EXPLAIN plan for every implicit choiceAny team can build a UI. A full-history, as-reported dataset can't be rebuilt from a vendor feed after the fact, because the vendor has already thrown away the versions that matter. It has to be built from the original filings, one disclosure at a time.
Our storage is append-only, so retaining versions isn't a feature we bolted on. A competitor that collapses data to the latest version can't add this later without going back to the source and re-acquiring it.
We line up each formal filing with the earlier exchange announcement and stamp each fact with when it was first actually public, often hours before the filing itself.
The whole market, not an index. Companies that have since delisted, merged or failed stay in the record, and where a value no longer exists the gap is shown and explained rather than filled.
Monetary values are exact decimals, never floats. Every fact is checked against accounting identities and linked to the raw filing, URL and timestamp it came from.
Concept mapping, ratios and price adjustments are computed when you read and versioned by table code, so improving a method never corrupts the record.
Each choice comes with a sensible default, a registry of alternatives, and a slot for your own function, and each one is recorded in provenance so the result stays auditable.

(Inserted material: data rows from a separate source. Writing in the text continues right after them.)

PR #15345, opened 2020-11-19
Update stats in the iOS 14 today widget from the app

### LINKED ISSUE #15104: Today Widget - Adapt existing data for Today Widget to the new architecture

Gio2018:
Fixes #15104

Using the existing Stats logic to update the new Today Widget when the stats in the app are updated.

Known issues:

- at the moment, the logic takes as "default" site whatever site has been set for the old widgets (using the "Widgets" button in the Stats scene). If none was set, this will be the default site for the current user
- at the moment the logout and re-login with a different user is not handled, so it should be tested with only one user

To test:
- run the app and login on the testing device with a user that has at least one site, and possibly some daily stats that are not all zero
- background the app, Install the widget (any size would do, but medium size visualizes more info) and verify that the info look correct
- trigger some stats updates (e.g. do some visits, likes, comments from another device or browser, with another user that is following the site you are testing)
- go back to the app, then choose the site that is shown in the widget and then go to Stats, making sure that the updates you triggered appear
- background the app and go to the widget, and make sure that the same updates are reported in the widget.

PR submission checklist:

### DIFF
--- a/WordPress/Classes/Stores/StatsInsightsStore.swift
+++ b/WordPress/Classes/Stores/StatsInsightsStore.swift
@@ -991,28 +991,28 @@ private extension InsightStoreState {
 
     private func saveHomeWidgetTodayData(stats: TodayWidgetStats) {
 
-        guard let siteID = SiteStatsInformation.sharedInstance.siteID as? Int else {
+        guard let siteID = SiteStatsInformation.sharedInstance.siteID else {
             return
         }
 
         var homeWidgetTodayCache = HomeWidgetTodayData.read() ?? initializeHomeWidgetTodayData()
 
-        guard let oldData = homeWidgetTodayCache[siteID] else {
+        guard let oldData = homeWidgetTodayCache[siteID.intValue] else {
             DDLogError("HomeWidgetToday: Failed to find a matching site")
             return
         }
         // TODO - TODAYWIDGET: it might be better to move the blog updates in SiteStatsInformation
         let blogService = BlogService(managedObjectContext: ContextManager.shared.mainContext)
 
-        guard let blog = blogService.blog(byBlogId: NSNumber(value: siteID)) else {
+        guard let blog = blogService.blog(byBlogId: siteID) else {
             DDLogError("HomeWidgetToday: the site does not exist anymore")
             // if for any reason that site does not exist anymore, remove it from the cache.
-            homeWidgetTodayCache.removeValue(forKey: siteID)
+            homeWidgetTodayCache.removeValue(forKey: siteID.intValue)
             HomeWidgetTodayData.write(data: homeWidgetTodayCache)
             return
         }
         // refresh stats and update any blog info, if they had changed
-        homeWidgetTodayCache[siteID] = HomeWidgetTodayData(siteID: siteID,
+        homeWidgetTodayCache[siteID.intValue] = HomeWidgetTodayData(siteID: siteID.intValue,
                                                            siteName: blog.title ?? oldData.siteName,
                                                            url: blog.url ?? oldData.url,
                                                            timeZoneName: blogService.timeZone(for: blog).identifier,
@@ -1038,7 +1038,7 @@ private extension InsightStoreState {
                 let title = ($1.title ?? url).isEmpty ? url : $1.title ?? url
                 let timeZoneName = blogService.timeZone(for: blog).identifier
 
-                $0[Int(truncating: blogID)] = HomeWidgetTodayData(siteID: Int(truncating: blogID),
+                $0[blogID.intValue] = HomeWidgetTodayData(siteID: blogID.intValue,
                                                                   siteName: title,
                                                                   url: url,
                                                                   timeZoneName: timeZoneName,
--- a/WordPress/Classes/Stores/StatsInsightsStore.swift
+++ b/WordPress/Classes/Stores/StatsInsightsStore.swift
@@ -1,6 +1,7 @@
 import Foundation
 import WordPressKit
 import WordPressFlux
+import WidgetKit
 
 enum InsightAction: Action {
 
@@ -990,8 +991,7 @@ private extension InsightStoreState {
 
     private func saveHomeWidgetTodayData(stats: TodayWidgetStats) {
 
-        guard let siteID = SiteStatsInformation.sharedInstance.siteID as? Int,
-              let timeZoneName = SiteStatsInformation.sharedInstance.siteTimeZone?.identifier else {
+        guard let siteID = SiteStatsInformation.sharedInstance.siteID as? Int else {
             return
         }
 
@@ -1002,19 +1002,30 @@ private extension InsightStoreState {
             return
         }
 
-        homeWidgetTodayCache[oldData.siteID] = HomeWidgetTodayData(siteID: oldData.siteID,
-                                                                   siteName: oldData.siteName,
-                                                                   url: oldData.url,
-                                                                   timeZoneName: timeZoneName,
-                                                                   date: Date(),
-                                                                   stats: stats)
+        let blogService = BlogService(managedObjectContext: ContextManager.shared.mainContext)
+
+        guard let blog = blogService.blog(byBlogId: NSNumber(value: siteID)) else {
+            DDLogError("HomeWidgetToday: the site does not exist anymore")
+            // if for any reason that site does not exist anymore, remove it from the cache.
+            homeWidgetTodayCache.removeValue(forKey: siteID)
+            HomeWidgetTodayData.write(data: homeWidgetTodayCache)
+            return
+        }
+        // refresh stats and update any blog info, if they had changed
+        homeWidgetTodayCache[siteID] = HomeWidgetTodayData(siteID: siteID,
+                                                           siteName: blog.title ?? oldData.siteName,
+                                                           url: blog.url ?? oldData.url,
+                                                           timeZoneName: blogService.timeZone(for: blog).identifier,
+                                                           date: Date(),
+                                                           stats: stats)
 
         HomeWidgetTodayData.write(data: homeWidgetTodayCache)
+        if #available(iOS 14.0, *) {
+            WidgetCenter.shared.reloadTimelines(ofKind: "WordPressHomeWidgetToday")
+        }
     }
 
-    // TODO - TODAYWIDGET: this isn't the right place for this initialization to happen. Putting it here for now
-    // as it's suitable to test cache updates from the stats in the app and have to figure out exactly how to handle the
-    // initialization overall
+    // TODO - TODAYWIDGET: this method will likely be exposed in the future to handle the creation of the file at login
     private func initializeHomeWidgetTodayData() -> [Int: HomeWidgetTodayData] {
 
         let blogService = BlogService(managedObjectContext: ContextManager.shared.mainContext)
@@ -1032,7 +1043,7 @@ private extension InsightStoreState {
                                                                   url: url,
                                                                   timeZoneName: timeZoneName,
                                                                   date: Date(),
-                                                                  stats: nil)
+                                                                  stats: TodayWidgetStats())
             }
         }
     }
--- a/WordPress/Classes/Stores/StatsInsightsStore.swift
+++ b/WordPress/Classes/Stores/StatsInsightsStore.swift
@@ -1001,7 +1001,7 @@ private extension InsightStoreState {
             DDLogError("HomeWidgetToday: Failed to find a matching site")
             return
         }
-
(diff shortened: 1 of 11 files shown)


WordPress/Classes/Stores/StatsInsightsStore.swift
```diff
@@ -981,3 +985,66 @@ private extension InsightStoreState {
...
+        // refresh stats and update any blog info, if they had changed
+        homeWidgetTodayCache[siteID.intValue] = HomeWidgetTodayData(siteID: siteID.intValue,
+                                                           siteName: blog.title ?? oldData.siteName,
+                                                           url: blog.url ?? oldData.url,
+                                                           timeZoneName: blogService.timeZone(for: blog).identifier,
+                                                           date: Date(),
+                                                           stats: stats)
+
+        HomeWidgetTodayData.write(data: homeWidgetTodayCache)
+        if #available(iOS 14.0, *) {
```
frosty: Can we just guard this whole method for iOS 14? Is there any need to run the rest of it if we're not on iOS 14?

WordPress/Classes/Stores/StatsInsightsStore.swift
```diff
@@ -981,3 +985,66 @@ private extension InsightStoreState {
...
+            WidgetCenter.shared.reloadTimelines(ofKind: "WordPressHomeWidgetToday")
```
frosty: Should we have a constant for `"WordPressHomeWidgetToday"`?

WordPress/Classes/Stores/StatsInsightsStore.swift
```diff
@@ -981,3 +985,66 @@ private extension InsightStoreState {
     }
 
 }
+
+// MARK: - iOS 14 Widgets Data
+private extension InsightStoreState {
+
+    private func saveHomeWidgetTodayData(stats: TodayWidgetStats) {
```
frosty: Did you consider having this as another function on `TodayWidgetStats` alongside `saveData`?  It feels like this is putting extra responsibilities on the Store, and I'm not sure if it would be better placed elsewhere?

WordPress/Classes/Stores/StatsInsightsStore.swift
```diff
@@ -981,3 +985,66 @@ private extension InsightStoreState {
...
+        }
+    }
+
+    // TODO - TODAYWIDGET: this method will likely be exposed in the future to handle the creation of the file at login
+    private func initializeHomeWidgetTodayData() -> [Int: HomeWidgetTodayData] {
+
+        let blogService = BlogService(managedObjectContext: ContextManager.shared.mainContext)
+
+        return blogService.blogsForAllAccounts().reduce(into: [Int: HomeWidgetTodayData]()) {
+            if let blogID = $1.dotComID,
```
frosty: As this isn't just a one-liner, it might be slightly clearer to name the variables here, instead of using $0 and $1

WordPress/Classes/Stores/StatsInsightsStore.swift
```diff
@@ -981,3 +985,66 @@ private extension InsightStoreState {
...
+               let url = $1.url,
+               let blog = blogService.blog(byBlogId: blogID) {
+
+                let title = ($1.title ?? url).isEmpty ? url : $1.title ?? url
```
frosty: Can this just be `$1.title ?? url`? 🤔

frosty (commented):
Works great for me! Just left a few code comments :)

WordPress/Classes/Stores/StatsInsightsStore.swift
```diff
@@ -947,14 +948,17 @@ extension StatsInsightsStore {
...
-        }
+
 
         let data = TodayWidgetStats(views: todaysStats?.viewsCount,
                                     visitors: todaysStats?.visitorsCount,
                                     likes: todaysStats?.likesCount,
                                     comments: todaysStats?.commentsCount)
+        saveHomeWidgetTodayData(stats: data)
+
+        guard widgetUsingCurrentSite() else {
```
diegoreymendez, line 957: I'm curious about why this guard is needed.  Its purpose is not entirely clear to me.

The reason I'm asking about it is because:

1. We could have any number of widgets showing different sites.
2. Once I push the widget configuration code, the user could swap to a different site and I guess it could be useful to have the stats ready right away.

WordPress/Classes/Stores/StatsInsightsStore.swift
diegoreymendez: +1

WordPress/Classes/Stores/StatsInsightsStore.swift
diegoreymendez: +1

WordPress/Classes/Stores/StatsInsightsStore.swift
diegoreymendez: +1

WordPress/Classes/Stores/StatsInsightsStore.swift
diegoreymendez: Or alternatively this could be in a constants file shared between the two targets (since this value is also used in the widget code).

Not sure if that'd be good practice or bad practice to share a file like that across projects, though.  It's just a quick thought I had.

WordPress/Classes/Stores/StatsInsightsStore.swift
```diff
@@ -981,3 +985,66 @@ private extension InsightStoreState {
...
+// MARK: - iOS 14 Widgets Data
+private extension InsightStoreState {
+
+    private func saveHomeWidgetTodayData(stats: TodayWidgetStats) {
+
+        guard let siteID = SiteStatsInformation.sharedInstance.siteID else {
+            return
+        }
+
+        var homeWidgetTodayCache = HomeWidgetTodayData.read() ?? initializeHomeWidgetTodayData()
```
diegoreymendez, line 998: In reference to `HomeWidgetTodayData.read()`, `HomeWidgetTodayData.write()` and `HomeWidgetTodayData.delete()`

I noticed that, at each call of these three methods, we're instantiating `HomeWidgetCache<HomeWidgetTodayData>`.

Any thoughts on making `HomeWidgetTodayData` instantiable (instead of purely static) and initializable with a specific  `HomeWidgetCache<HomeWidgetTodayData>` (since it's not going to change anyway)?

For more context on why I'm suggesting this: I'm not a big fan of static methods like these ones because then you kinda have a dependency with a specific class that's harder to change or break in the future.  It also tends to make it slightly harder to test the code, since it can't be replaced through a dependency injection easily.  Just my 2 cents.

WordPress/Classes/Stores/StatsInsightsStore.swift
diegoreymendez: So... I don't necessarily feel like `TodayWidgetStats` is a better place to handle the saving because my (very personal) understanding of the responsibilities of a Store, is that it should take care of abstracting the rest of the code from where data is stored.

But let's try to get some value out of this thought... this made me think that maybe what we can improve here is to clearly specify who owns this particular responsibility in our class descriptions, whether it's the store, or `TodayWidgetStats`, and put all the relevant code together.

WordPress/Classes/ViewRelated/Stats/Today Widgets/iOS 14 Widgets/HomeWidgetTodayData.swift
```diff
@@ -0,0 +1,79 @@
...
+    let stats: WidgetStats
+}
+
+
+// MARK: - Local cache
+extension HomeWidgetTodayData {
+
+    static func read(from cache: HomeWidgetCache<Self>? = nil) -> [Int: HomeWidgetTodayData]? {
+
+        let cache = cache ?? HomeWidgetCache<HomeWidgetTodayData>(fileName: Constants.fileName,
```
diegoreymendez, line 38: This is the instantiation that happens at each call, that I referenced in a previous comment.  Just pointing it out so that my previous comment is a bit clearer.

Having to instantiate this each time made me think that maybe `HomeWidgetTodayData` can be instantiable too, and hold one instance of this object during its lifetime.

diegoreymendez (commented):
Works great! :)

Added some comments, maybe a bit nitpicky.  Please let me know if there's anything you disagree with and we can chat - the idea is not to hold back the PR.

WordPress/Classes/Stores/StatsInsightsStore.swift
Gio2018: I'm not a fan of that either, but since we already have that (`Constants.h, Constants.m`) I'm just gonna put it in there

WordPress/Classes/Stores/StatsInsightsStore.swift
Gio2018: Thanks for being so thorough on this. A few considerations:
- there's a TODO in that method, so it might change
- it's probably a bit confusing because of the coexistence of old and new Today Widgets; `TodayWidgetStats` would not be the right place for methods related to the new widgets, `HomeWidgetTodayData` would.
- This method takes the updated info from the store and then updates the Widget accordingly. It's the equivalent of the existing `storeTodayWidgetData` and, for that reason, I realize that the name should change to `storeHomeWidgetTodayData`, so that I'm gonna do for now.

WordPress/Classes/Stores/StatsInsightsStore.swift
Gio2018: I personally like the compactness of implicit arguments and find them quite readable, but since it seems that I am the minority 😄 I'm gonna change them to explicit

WordPress/Classes/Stores/StatsInsightsStore.swift
Gio2018: If I did that, we would not account the case of a title that is not nil, but empty. What we want, instead, is that if the site has an empty title, we display the url as a title

WordPress/Classes/Stores/StatsInsightsStore.swift
Gio2018: So this is a bit confusing, since I added the method that stores the data for the new widget, inside the old one. 
The `guard` you are looking at is for the old widget. The reason for not separating them was to use the same instance of `TodayWidgetStats` but I realize that this causes confusion, so I'm going to refactor this.

WordPress/Classes/Stores/StatsInsightsStore.swift
Gio2018: I don't like static methods either, and I'm open to refactor this, maybe in a future PR, as we are still working on the overall new widget architecture.
A few considerations, for more context:
- `HomeWidgetTodayData` is indeed instantiable, because it's the `TimelineEntry` used by the widgets. Those static methods could move elsewhere though
- `HomeWidgetCache` is basically a wrapper for `Filemanager.default` (a singleton), that only does the job of telling `Filemanager` what is the file to handle and how to encode the specific `HomeWidgetTodayData`. Since the file is shared between the widget and the app, we could try to inject an instance of an object on both `StatsInsightStore` and the widget, I'd just do it in a future PR if you'd agree.
- Still not ideal, but to offer a bit more testability, I made the cache object injectable in the static method.

Gio2018:
Thanks for reviewing @diegoreymendez @frosty !!!

WordPress/Classes/Stores/StatsInsightsStore.swift
diegoreymendez: While I now can see why it's done this way, I have to admit it wasn't immediately obvious by reading it.

Any thoughts on rewriting this to make it a bit more readable and matinainable, even if it means slightly less compact?

As an example:

```swift
let title = (element.title != nil && !element.title.isEmpty) ? element.title : url
```

diegoreymendez (approved):
I've added [a comment](https://github.com/wordpress-mobile/WordPress-iOS/pull/15345#discussion_r527915985).

Otherwise I'm happy with the replies, and since this is working and aiming at a feature branch, it's :shipit: from me.

WordPress/Classes/Stores/StatsInsightsStore.swift
Gio2018: This is more readable, but does not completely work, as it returns a `String?` instead of a `String`

Gio2018: I added a comment to this line to describe what the code does, hoping that it helps to better understand what it does

Gio2018:
@frosty , merging this so we can push other PRs, but feel free to add more reviews; we are merging into the feature branch anyway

Fundamentals are where we start. The same approach (original source, every version, exact knowledge time) works for every disclosure a listed company makes and every dataset a market moves on.
NSE, BSE and regulatory registries, back to the earliest disclosures. Old scanned filings get extracted by vision models and held to the same accounting checks.
Results, shareholding, insider trades, takeovers, board meetings, credit ratings and annual reports, all on one bitemporal timeline.
Government and regulator data such as trade flows, prices, power and credit, with each revision kept, so macro signals line up with company data in time.
Data is delivered to nodes on the client's own infrastructure. Their research, their own datasets and their broker feed never leave their walls.
Every table is a sealed, versioned pipeline that you can refresh, roll back and audit, then pull straight into Python, Excel or a production system.
Built on top language models. Ask questions in plain language. The model writes the query and the engine computes the answer, with every cell traceable to its source.
The name comes from the lambda, the anonymous function. Lamda shouldn't limit what its users can do. We want an unopinionated surface over trustworthy data, not another canned screener. Guardrails exist only where a number would otherwise be silently wrong.